I'm having an issue with the solver when solving a system of equations :

from dolfin import *
from pylab  import plot, show, spy
import sys

bb       = bool(int(sys.argv[1]))

mesh     = IntervalMesh(4, 0, 1)  
Q        = FunctionSpace(mesh, "Lagrange",1)       # Order 1 function space
MQ       = Q * Q

dU       = TrialFunction(MQ)
dU1, dU1 = split(dU)
test_U   = TestFunction(MQ)
t1, t2   = split(test_U)
U        = Function(MQ)
u1, u2   = split(U)

left, right = compile_subdomains([
  "(std::abs( x[0] )     < DOLFIN_EPS) && on_boundary",
  "(std::abs( x[0]-1.0 ) < DOLFIN_EPS) && on_boundary"])

bcs = [DirichletBC(MQ.sub(0), 1, left), 
       DirichletBC(MQ.sub(0), 0, right),
       DirichletBC(MQ.sub(1), 0, left),
       DirichletBC(MQ.sub(1), 1, right)]

k   = 1.0*u1 + 1.0

vnorm    = sqrt(dot(u2, u2) + 1e-10)
cellh    = CellSize(mesh)
t2hat    = t2 + cellh/(2*vnorm)*dot(u2, t2.dx(0))

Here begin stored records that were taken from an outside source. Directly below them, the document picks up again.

PR #3474, opened 2022-09-28
Fixing unintended rollingupgrade from older clusters related to diskoffering

maxdrib:
*Issue #, if available:*

*Description of changes:*
As described in the comment below, clusters created with older versions of eks-a will have an empty diskoffering included on the CloudStackMachineConfig, like

```
  diskOffering:
    mountPath: ""
    filesystem: ""
    label: ""
    device: ""
```

However, we have since made this field into a pointer and optional, so new versions of eks-a expect an unset diskoffering to have 
```
  diskOffering: nil
```

This resulted in unintended rollingupgrades taking place where the eks-a controller would think there's a [difference between the diskofferings in old and new](https://github.com/aws/eks-anywhere/blob/main/pkg/providers/cloudstack/cloudstack.go#L608), and create a new CloudStackMachineTemplate. This change serves to align the two definitions to make them equivalent and prevent the rollingupgrade from taking place.

*Testing (if applicable):*
Unit test added, and e2e test succeeds where cluster is created with EKS-A 11.1 and empty diskoffering, then upgraded to EKS-A 11.3, still with empty diskoffering.

### DIFF
--- a/pkg/api/v1alpha1/cloudstackmachineconfig_types_test.go
+++ b/pkg/api/v1alpha1/cloudstackmachineconfig_types_test.go
@@ -32,7 +32,7 @@ func TestCloudStackMachineConfigDiskOfferingEqual(t *testing.T) {
 	g.Expect(diskOffering1.Equal(diskOffering2)).To(BeTrue())
 }
 
-func TestCloudStackMachineConfigEmptyDiskOfferingEqual(t *testing.T) {
+func TestCloudStackMachineConfigNilDiskOfferingEqual(t *testing.T) {
 	var nilDiskOffering *v1alpha1.CloudStackResourceDiskOffering
 	emptyDiskOffering := &v1alpha1.CloudStackResourceDiskOffering{
 		MountPath:  "",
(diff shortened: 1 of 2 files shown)


pkg/api/v1alpha1/cloudstackmachineconfig_types_test.go
```diff
@@ -32,6 +32,18 @@ func TestCloudStackMachineConfigDiskOfferingEqual(t *testing.T) {
 	g.Expect(diskOffering1.Equal(diskOffering2)).To(BeTrue())
 }
 
+func TestCloudStackMachineConfigEmptyDiskOfferingEqual(t *testing.T) {
+	var nilDiskOffering v1alpha1.CloudStackResourceDiskOffering
```
wongni, line 36:
```suggestion
	var nilDiskOffering *v1alpha1.CloudStackResourceDiskOffering
```
I think * is needed to make this variable `nil`

wongni (changes requested):

wongni (approved):

jiayiwang7 (approved):

PR #3476, opened 2022-09-28
[1/2] Add AWS IAM Authenticator hooks

chrisdoherty4:
### Description

This change consolidates AWS IAM Authentication installation to the `awsiamauth` package enabling new workflow hooks to be written and registered with the new create management cluster workflow.

The existing workflow code paths are honored as they call the same APIs created for new workflow hooks.

The AWS IAM Auth implementation hasn't been touched so should be functionally equivalent. A separate PR will address exported APIs and unit tests against the existing code in the `awsiamauth` package.

### Testing

The `local-e2e` make target was run with a Docker AWS IAM Auth test. Additional manual verification was performed by using the AWS Kubeconfig to retrieve pods from the Docker cluster.


pkg/awsiamauth/hook.go
```diff
@@ -0,0 +1,51 @@
...
+
+	"github.com/aws/eks-anywhere/pkg/cluster"
+	"github.com/aws/eks-anywhere/pkg/workflow"
+	"github.com/aws/eks-anywhere/pkg/workflow/management"
+	"github.com/aws/eks-anywhere/pkg/workflow/workflowcontext"
+)
+
+type HookRegistrar struct {
+	*AwsIamAuth
+	Spec *cluster.Spec
```
g-gaston, line 15: For structs with tons of members I can buy that it makes the code a bit cleaner, but for this I would vote to have a constructor and make the members private.

It makes clear what is mandatory and what's not. Also, it stops anyone from tinkering with the inner members directly once the struct is constructed.

pkg/awsiamauth/hook.go
```diff
@@ -0,0 +1,51 @@
+package awsiamauth
```
g-gaston, line 1: What do you think about moving this to `pkg/awsiamauth/hook/`?
It avoids importing the workload packages from the main business logic packages.

It's not necessary with this one in particular but I feel it sets a good precedence for the future.

pkg/dependencies/factory.go
```diff
@@ -667,7 +667,7 @@ func (f *Factory) WithAwsIamAuth() *Factory {
 		}
 		certgen := crypto.NewCertificateGenerator()
 		clusterId := uuid.New()
-		f.dependencies.AwsIamAuth = awsiamauth.NewAwsIamAuth(certgen, clusterId)
```
g-gaston, line 670: I think we need to add this at the top of `WithAwsIamAuth`

```go
f.WithKubectl().WithWriter()
```

g-gaston (commented):
This is great

pkg/awsiamauth/hook.go
chrisdoherty4: I don't think its necessary in this case. Equally, I could see it being appropriate in other cases.

In general, I think its good to stick to the rule "package A provides everything to do with A" and only break it down if needed.

pkg/awsiamauth/hook.go
chrisdoherty4: For `Spec` in particular I'm not sure why I did it this way - will adjust. 

The `AwsIamAuth` is embedded so will have to remain exposed. That's done intentionally for convenience so consumers can use the registrar as anything satisfying existing AWS IAM interfaces.

chrisdoherty4: Done

pkg/dependencies/factory.go
chrisdoherty4: Done

pkg/awsiamauth/hook.go
chrisdoherty4: We agreed on my response above.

F1  = + u1 * u1.dx(0) * t1.dx(0) * dx \
      + u1.dx(0) * t1.dx(0) * dx
c   = 1e-9
F2  = c * u2 * t2hat * dx
#F2  = u2 * t2 * dx
F   = F1 + F2

u1_init = Expression("1-x[0]")
u2_init = Constant(1)

U_k = project(as_vector([u1_init, u2_init]), MQ) # project inital values
U.vector().set_local(U_k.vector().array())       # initalize u1, u2 in solution

Jac     = derivative(F, U, dU)

if bb:
  problem = NonlinearVariationalProblem(F, U, bcs, Jac)
  solver  = NonlinearVariationalSolver(problem)
  solver.solve()
else:
  atol, rtol = 1e-7, 1e-10                      # abs/rel tolerances
  lmbda      = 1.0                              # relaxation parameter    
  U_inc      = Function(MQ)                     # residual
  bcs_u      = homogenize(bcs)                  # residual is zero on boundary
  nIter      = 0                                # number of iterations
  residual   = 1                                # residual
  rel_res    = residual                         # relative residual
  maxIter    = 100                              # max iterations

  while residual > atol and rel_res > rtol and nIter < maxIter: 
    nIter  += 1                                 # increment interation
    A, b    = assemble_system(Jac, -F, bcs_u)   # assemble system
    solve(A, U_inc.vector(), b)                 # determine step direction
    rel_res = U_inc.vector().norm('l2')         # calculate norm

    # calculate absolute residual :
    a = assemble(F)
    for bc in bcs_u:
      bc.apply(a)
    residual = b.norm('l2')

    U.vector()[:] += lmbda*U_inc.vector()       # New u vector

    string = "Newton iteration %d: r (abs) = %.3e (tol = %.3e) " \
             +"r (rel) = %.3e (tol = %.3e)"
    print string % (nIter, residual, atol, rel_res, rtol)

xcrd = mesh.coordinates()[:,0]
plot(xcrd, project(u1, Q).vector().array())
plot(xcrd, project(u2, Q).vector().array())

show()

it appears that the u2 solution's boundary conditions are not being applied properly. Any ideas?